The approved Biblical proof texts given in the footnotes specifically reference Peter’s denial, and especially David’s adultery and murder. Hence it is clear that Luther regarded David in his year after murdering Uriah as having lost the faith, while just as clearly the Westminster divines thought the opposite. Rarely do we have such a nice and clear-cut distinction.

Why is this issue so important? It is important because it gets to the nature of faith. For a Roman Catholic, faith is mere assent to facts about salvation on the grounds that the church teaches them, and is hence compatible with mortal sin. (You can be an adulterer or drunk and still assent to Christ’s divinity, transubstantiation, etc. Such faith is real but Catholics believe this "faith" does not by itself save.)

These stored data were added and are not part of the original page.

PR #9459, opened 2020-09-01
Kv unit test

linhuang-blockone:
## Change Description

This PR adds unit test cases for KV API on RocksDb using templated mocks. Those tests do not rely on external dependencies and cover much more normal and error execution paths than otherwise.

The PR also moves KV API related files to corresponding backing_store directories for better organization.

## Change Type
**Select ONE**
- [ ] Documentation

- [ ] Stability bug fix

- [X] Other

- [ ] Other - special case

## Consensus Changes
- [ ] Consensus Changes

## API Changes
- [ ] API Changes

## Documentation Additions
- [ ] Documentation Additions


libraries/chain/include/eosio/chain/backing_store/kv_context_rocksdb.hpp
```diff
@@ -189,23 +190,31 @@ namespace eosio { namespace chain {
       }
    }; // kv_iterator_rocksdb
 
+   template<typename View, typename Iterator, typename Write_session, typename Resource_manager>
```
b1bart, line 193: Do we expect that `View` and `Iterator` can really be independent types?  It seems that in both our runtime and testing systems the `Iterator` tightly coupled to (and a inner class of) `View`. 

If that will always be the case, we should remove the degree of freedom for `Iterator` here and using something like:
```
using iterator_type = typename View::iterator_type;
```

That way the `View` will dictate the iterator type.

libraries/chain/include/eosio/chain/backing_store/kv_context_rocksdb.hpp
```diff
@@ -14,21 +14,22 @@ namespace eosio { namespace chain {
...
-      memcpy(&payer, data, kv_payer_size);
+      memcpy(&payer, data, kv_payer_size); // Before this method is called, data was checked to be at least kv_payer_size long
       return payer;
    }
 
    static const char* actual_value_start(const char* data) {
       return data + kv_payer_size;
    }
 
+   template <typename View, typename Iterator>
```
b1bart, line 25: If we decide to collapse `Iterator` into `View` in some way, this will also collapse

libraries/chain/backing_store/tests/test_kv_rocksdb.cpp
```diff
@@ -0,0 +1,689 @@
...
+      mock_is_erased = []( ) -> bool {
+         return false;
+      };
+      std::unique_ptr<kv_iterator> it = my_kv_context->kv_it_create(contract, prefix.c_str(), it_key_size);
+      BOOST_CHECK(it->kv_it_move_to_end() == kv_it_stat::iterator_end);
+   }
+
+   BOOST_FIXTURE_TEST_CASE(test_kv_it_next_erased, kv_rocksdb_fixture)
+   {
+      check_kv_it_move(true, true, true, kv_it_stat::iterator_ok);
```
b1bart, line 631: The use of `bool`'s here makes it hard to really understand what these test cases are doing without going back and forth with the definition of `check_kv_it_*`

Maybe we can make a parameters structure so we can have some names aka:
```
enum it_dir {
   NEXT,
   PREV
}
struct check_kv_it_move_params {
   it_dir direction = NEXT;
   bool is_erased = false;
   bool is_end = false;
}

check_kv_it_move({}, kv_it_stat::iterator_ok);
check_kv_it_move({.is_end=true}, kv_it_stat::iterator_end);
check_kv_it_move({.direction=PREV, .is_erased=true, .is_end=true}, kv_it_stat::iterator_ok}
```

I'm not sold on the above approach but I think there is something that can be done for readability here.

libraries/chain/include/eosio/chain/backing_store/kv_context_rocksdb.hpp
linhuang-blockone: Thank you Bart so much for taking your time to review the code. Yes, the View and Iterator are tightly coupled. I will collapse them.

libraries/chain/backing_store/tests/test_kv_rocksdb.cpp
linhuang-blockone: I was concern about those true/false sequences for readability too. Thanks for pointing this out. Even for test code we should strive for best code. Will modify the code.

libraries/chain/include/eosio/chain/backing_store/kv_context_rocksdb.hpp
linhuang-blockone: I have collapsed them.

revl (approved):

PR #9460, opened 2020-09-01
rpc kv access implement get_kv_table_rows

kimjh2005:
## Change Description

Implemented get_kv_table_rows equivalent to get_table_rows.

## Change Type
**Select ONE**
- [ ] Documentation

- [ ] Stability bug fix

- [x] Other

- [ ] Other - special case

## Consensus Changes
- [ ] Consensus Changes

## API Changes
- [ ] API Changes

## Documentation Additions
- [ ] Documentation Additions

### DIFF
--- a/plugins/chain_plugin/chain_plugin.cpp
+++ b/plugins/chain_plugin/chain_plugin.cpp
@@ -12,6 +12,8 @@
 #include <eosio/chain/generated_transaction_object.hpp>
 #include <eosio/chain/global_property_object.hpp>
 #include <eosio/chain/snapshot.hpp>
+#include <eosio/chain/kv_context.hpp>
+#include <eosio/to_key.hpp>
 
 #include <eosio/chain/eosio_contract.hpp>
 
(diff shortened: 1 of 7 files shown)


plugins/chain_plugin/chain_plugin.cpp
```diff
@@ -1909,6 +1911,207 @@ read_only::get_table_rows_result read_only::get_table_rows( const read_only::get
...
+
+   lb_key.resize(lb_key_size);
+   status_lb = lb_itr->kv_it_key(0, lb_key.data(), lb_key_size, lb_key_actual_size);
+   ub_key.resize(ub_key_size);
+   status_ub = ub_itr->kv_it_key(0, ub_key.data(), ub_key_size, ub_key_actual_size);
+
+   // iterate the range
+   auto walk_table_row_range = [&]( auto &itr, auto &end_itr, bool reverse ) {
+      auto cur_time = fc::time_point::now();
+      auto end_time = cur_time + fc::microseconds(1000 * 1000);
```
heifner, line 2053: We have talked about future http responses to be limited by `http-max-response-time-ms` instead of hard-coded. Other hard-coded values are 10ms not 1s.

plugins/chain_plugin/chain_plugin.cpp
```diff
@@ -1909,6 +1911,207 @@ read_only::get_table_rows_result read_only::get_table_rows( const read_only::get
...
+      auto success = kv_context.kv_get(p.code.to_uint64_t(), key.data(), key.size(), value_size);
+      if( success ) {
+         vector<char> value;
+         value.resize(value_size);
+         auto return_size = kv_context.kv_get_data(0, value.data(), value_size);
+         EOS_ASSERT(return_size == value_size, chain::contract_table_query_exception,  "point query value size mismatch: ${s1} ${s2}", ("s1", return_size)("s2", value_size));
+
+         fc::variant row_var;
+         if( p.json ) {
+          row_var = abis.binary_to_variant( p.table.to_string(), value, abi_serializer::create_yield_function( abi_serializer_max_time ), shorten_abi_errors );
```
heifner, line 1996: indentation. Should try-catch and revert to fc::variant( value ) on exception.

plugins/chain_plugin/chain_plugin.cpp
```diff
@@ -1909,6 +1911,207 @@ read_only::get_table_rows_result read_only::get_table_rows( const read_only::get
...
+}
+
+read_only::get_table_rows_result read_only::get_kv_table_rows( const read_only::get_kv_table_rows_params& p)const {
+   name database_id = chain::kvram_id;
+   auto& gp = db.get_global_properties();
+   auto& kv_config = gp.kv_configuration;
+   const chain::kv_database_config& limits = kv_config.kvram;
+
+   auto&database = db.db();
+   auto kv_context = chain::create_kv_chainbase_context(const_cast<chainbase::database&>(database), database_id, chain::name{0}, {}, limits);
```
jeffreyssmith2nd, line 1941: I could be wrong, but I thought we had added a way to get a non-const reference to `chainbase::database` then we wouldn't have to cast away the const.

plugins/chain_plugin/chain_plugin.cpp
```diff
@@ -1909,6 +1911,207 @@ read_only::get_table_rows_result read_only::get_table_rows( const read_only::get
...
+
+      unsigned int count = 0;
+      for( count = 0; cur_time <= end_time && count < p.limit && cmp < 0; cur_time = fc::time_point::now() ) {
+         row_value.clear();
+         row_value.resize(val_size);
+         auto status = itr->kv_it_value(0, row_value.data(), val_size, actual_size);
+
+         fc::variant row_var;
+         if( p.json ) {
+            row_var = abis.binary_to_variant( p.table.to_string(), row_value, abi_serializer::create_yield_function( abi_serializer_max_time ), shorten_abi_errors );
```
heifner, line 2077: Same comment as above. Also should probably adjust yield time according to how much time is left instead of just going with `abi_serializer_max_time`

plugins/chain_plugin/chain_plugin.cpp
kimjh2005: get_kv_tables_rows() needs to be revisited once rocksdb changes are merged to develop to enable rocksdb  kv_context.

plugins/chain_plugin/chain_plugin.cpp
```diff
@@ -1909,6 +1911,213 @@ read_only::get_table_rows_result read_only::get_table_rows( const read_only::get
...
+   auto&database = db.db();
+   auto kv_context = chain::create_kv_chainbase_context(const_cast<chainbase::database&>(database), database_id, chain::name{0}, {}, limits);
+   const abi_def abi = eosio::chain_apis::get_abi( db, p.code );
+
+   return get_kv_table_rows_context( p, *kv_context, abi );
+}
+
+read_only::get_table_rows_result read_only::get_kv_table_rows_context( const read_only::get_kv_table_rows_params& p, kv_context  &kv_context, const abi_def &abi )const {
+#pragma GCC diagnostic push
+#pragma GCC diagnostic ignored "-Wstrict-aliasing"
```
revl, line 1949: I couldn't find where exactly aliasing is happening at first glance. Wouldn't it make sense to only surround the problematic lines with pragmas?

kimjh2005: removed unused pragma.

plugins/chain_plugin/chain_plugin.cpp
```diff
@@ -1909,6 +1911,209 @@ read_only::get_table_rows_result read_only::get_table_rows( const read_only::get
 #pragma GCC diagnostic pop
 }
```
heifner, line 1913: Are the `chain_api_plugin` changes coming in under a diff PR?

kimjh2005: It is not in the original scope.  I can add one line but we need to have a separate task to test http plugin.

heifner: This is unusable without http support. If there is a JIRA issue to add that, then fine otherwise please create a JIRA issue to add http support.

plugins/chain_plugin/chain_plugin.cpp
```diff
@@ -1909,6 +1911,209 @@ read_only::get_table_rows_result read_only::get_table_rows( const read_only::get
...
+         value.resize(value_size);
+         auto return_size = kv_context.kv_get_data(0, value.data(), value_size);
+         EOS_ASSERT(return_size == value_size, chain::contract_table_query_exception,  "point query value size mismatch: ${s1} ${s2}", ("s1", return_size)("s2", value_size));
+
+         fc::variant row_var;
+         if( p.json ) {
+            try {
+               row_var = abis.binary_to_variant( p.table.to_string(), value, abi_serializer::create_yield_function( wait_time ), shorten_abi_errors );
+            } catch (fc::exception &e) {
+               elog( "Error occurred while converting binary to variant in get_kv_table_rows: '${t}') to: ${i}", ("t", p.table.to_string())("i", p.index_name.to_string()));
```
heifner, line 2000: Should not `elog` this as it will fill up logs of public api providers.

plugins/chain_plugin/chain_plugin.cpp
jeffreyssmith2nd: Can we add a warning here in the code, and an additional Jira ticket to make sure that work is captured?

plugins/chain_plugin/chain_plugin.cpp
```diff
@@ -1909,6 +1911,209 @@ read_only::get_table_rows_result read_only::get_table_rows( const read_only::get
...
+            row_var = fc::variant( value );
+         }
+         result.rows.emplace_back( std::move(row_var) );
+      }
+      return result;
+   }
+
+   ///////////////////////////////////////////////////////////
+   // ranged query
+   ///////////////////////////////////////////////////////////
```
jeffreyssmith2nd, line 2013: What happens if I specify index_value, lower_bound, and upper_bound? The way I'm reading this, it will do the value lookup as well as the lb/ub range. That doesn't seem like the desired behaviour, so maybe the range query should be in an `else` clause?

kimjh2005: There is "return result" inside point query.  If point query is successful, it returns.

plugins/chain_plugin/chain_plugin.cpp
kimjh2005: removed

plugins/chain_plugin/chain_plugin.cpp
kimjh2005: added chain_api_plugin change.

plugins/chain_plugin/chain_plugin.cpp
kimjh2005: I added a TO DO comment and will make a JIRA ticket for it.

plugins/chain_plugin/chain_plugin.cpp
heifner: Make sure to update the PR description with docs on the new apis.

heifner: Also add a test for it to `plugin_http_api_test.py`. Also what about `cleos` support? Is that a diff PR?

jeffreyssmith2nd: Cleos support is a separate task by a different person

kimjh2005: added get_kv_table_rows to plugin_http_api_test.

kimjh2005: updated chain.swagger.yaml.

jeffreyssmith2nd (approved):

plugins/chain_plugin/chain_plugin.cpp
```diff
@@ -1909,6 +1911,210 @@ read_only::get_table_rows_result read_only::get_table_rows( const read_only::get
...
+      unsigned int count = 0;
+      for( count = 0; cur_time <= end_time && count < p.limit && cmp < 0; cur_time = fc::time_point::now() ) {
+         row_value.clear();
+         row_value.resize(val_size);
+         auto status = itr->kv_it_value(0, row_value.data(), val_size, actual_size);
+
+         fc::variant row_var;
+         if( p.json ) {
+            auto time_left = end_time - cur_time;
+            row_var = abis.binary_to_variant( p.table.to_string(), row_value, abi_serializer::create_yield_function( time_left ), shorten_abi_errors );
```
heifner, line 2082: try-catch here as well

PR #9480, opened 2020-09-09
Kv microbenchmarking

linhuang-blockone:
## Change Description

This is a draft PR seeking comments about microbenchmarking KV APIs on RocksDb and ChainKV.
generate_keys.cpp is used to generate keys which are used as an input to benchmark_kv.cpp for creating
key-values on RocksDb or ChainKV.
Currently get, get_data, set, it_next, it_key_value are benchmarked.
I will modify and add more operations based on comments.

## Change Type
**Select ONE**
- [ ] Documentation

- [ ] Stability bug fix

- [ ] Other

- [ ] Other - special case

## Consensus Changes
- [ ] Consensus Changes

## API Changes
- [ ] API Changes

## Documentation Additions
- [ ] Documentation Additions


libraries/chain/backing_store/tests/benchmark_kv.cpp
```diff
@@ -0,0 +1,337 @@
...
+// Global test data
+constexpr account_name receiver = N(kvrdb);
+constexpr uint64_t contract = receiver.to_uint64_t();
+constexpr account_name payer = N(payer);
+std::string prefix = "prefix";
+constexpr uint32_t it_key_size = 10;
+constexpr uint64_t default_billable_size = 12;
+
+constexpr uint32_t default_value_size = 1024;
+std::string default_operation = "get";
```
TimothyBanks, line 23: `constexpr const char* default_operation`?

libraries/chain/backing_store/tests/generate_keys.cpp
```diff
@@ -0,0 +1,117 @@
...
+      << "   -k=KEY, the first key to be generated\n"
+      << "   -h, print this help\n"
+      << std::endl;
+}
+
+// As this program is only for internal use,
+// we don't use sophisticated library to parse command line
+void parse_cmd_line(int argc, char* argv[], cmd_args& args) {
+   if (argc != 7) {
+      std::cout << "Require 3 arguments" << std::endl;
```
TimothyBanks, line 31: We are checking for 7 arguments.

libraries/chain/backing_store/tests/benchmark_kv.cpp
```diff
@@ -0,0 +1,337 @@
...
+   std::string key;
+   auto i = 0;
+   std::unordered_set<std::string> unordered_keys;
+   while (i < work_set_size && getline(key_file, key)) {
+      unordered_keys.insert(key);  // randomize
+      ++i;
+   }
+   key_file.close();
+
+   std::vector<std::string> keys;
```
TimothyBanks, line 137: We could reserve the space we need for this vector too.

libraries/chain/backing_store/tests/benchmark_kv.cpp
```diff
@@ -0,0 +1,337 @@
...
+      kv_context_ptr->kv_set(contract, key.c_str(), key.size(), value.c_str(), value.size(), payer);
+      ++args.num_keys;
+   }
+
+   key_file.close();
+}
+
+void benchmark_get(cmd_args& args, const std::unique_ptr<kv_context> kv_context_ptr, std::vector<std::string> work_set, wall_clock_t& start, wall_clock_t& end, rusage& usage_start, rusage& usage_end) {
+   start = std::chrono::steady_clock::now();
+   getrusage(RUSAGE_SELF, &usage_start);
```
TimothyBanks, line 164: Is this something we want included in the performance metric?  What are we measuring in these methods?  I would think that we would want to move the measurement to only clocking the time it takes to return from `kv_get` which means the we would be counting only within the inner most loop.

Similar question in regards to the other benchmarking functions.

libraries/chain/backing_store/tests/benchmark_kv.cpp
```diff
@@ -0,0 +1,337 @@
...
+   std::string key;
+   while (getline(key_file, key)) {
+      kv_context_ptr->kv_set(contract, key.c_str(), key.size(), value.c_str(), value.size(), payer);
+      ++args.num_keys;
+   }
+
+   key_file.close();
+}
+
+void benchmark_get(cmd_args& args, const std::unique_ptr<kv_context> kv_context_ptr, std::vector<std::string> work_set, wall_clock_t& start, wall_clock_t& end, rusage& usage_start, rusage& usage_end) {
```
TimothyBanks, line 162: `kv_context_ptr` is passed by value.  Is that desired?

Could `work_set` be passed as a const reference?

Same for the other benchmarking functions.

libraries/chain/backing_store/tests/benchmark_kv.cpp
```diff
@@ -0,0 +1,337 @@
...
+      benchmark_set(args, std::move(kv_context_ptr), work_set, start, end, usage_start, usage_end);
+   } else if (args.operation == "it_next" ) {
+      benchmark_it_next(args, std::move(kv_context_ptr), start, end, usage_start, usage_end);
+   } else if (args.operation == "it_key_value" ) {
+      benchmark_it_key_value(args, std::move(kv_context_ptr), start, end, usage_start, usage_end);
+   };
+}
+
+void print_results(cmd_args& args, wall_clock_t& start, wall_clock_t& end, const rusage& usage_start, const rusage& usage_end) {
+   std::string title = "Benchmarked \"" + args.operation + "\" for ";
```
TimothyBanks, line 266: Maybe consider `stringstream` instead.

libraries/chain/backing_store/tests/benchmark_kv.cpp
```diff
@@ -0,0 +1,337 @@
...
+      << std::endl << std::endl;
+}
+
+void benchmark(cmd_args& args) {
+   uint32_t clock_duration_us;
+   wall_clock_t start, end;
+   struct rusage usage_start, usage_end;
+
+   if (args.is_rocksdb) {
+      boost::filesystem::remove_all("kvrdb-tmp");  // Use a clean RocksDB
```
TimothyBanks, line 311: rocksdb has a method for deleting the database files given the database name.  I don't know if there are other files that need to be removed.

libraries/chain/backing_store/tests/benchmark_kv.cpp
```diff
@@ -0,0 +1,337 @@
...
+      boost::filesystem::remove_all(chain::config::default_state_dir_name);
```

By contrast Calvinists and Lutherans both do teach that faith is not just factual belief, but also involves trust and reliance upon the person and teaching in which one has faith. This trust and reliance comes from the Holy Spirit but is empirically verifiable, that is, it is visible both to the believer by introspection (he knows he trusts Christ) and to the outsider (his trust in Christ produces good works). Thus for a Lutheran, a theologically orthodox adulterer or drunk does not and cannot in fact have real faith, but only a mere historical faith or belief, which does not save.

But while Calvinists in theory agree with us on this issue, in fact they deny this with their doctrine of the perseverance of the saints. The Calvinist must admit that many saints are in fact in the period when their saving faith has lost its "evidence" and thus has no empirical evidence. Similarly they must admit that many who have subjective and objective evidence of faith will later be shown to be hypocrites all along, by the fact that they later fell away. In the last analysis, this article of the "perseverance of the saints" reduces Calvinist "faith" to a mysterious X which sometimes produces effects, but sometimes lives in the person’s life without any subjective or objective evidence at all, and which can moreover be indetectably counterfeited by false faith. Allowing the first possibility even in theory, let alone in the life of Biblical saints, is utterly unacceptable to the Christian and evangelical understanding of faith, and to allow the second is to open the door to constant doubt of faith.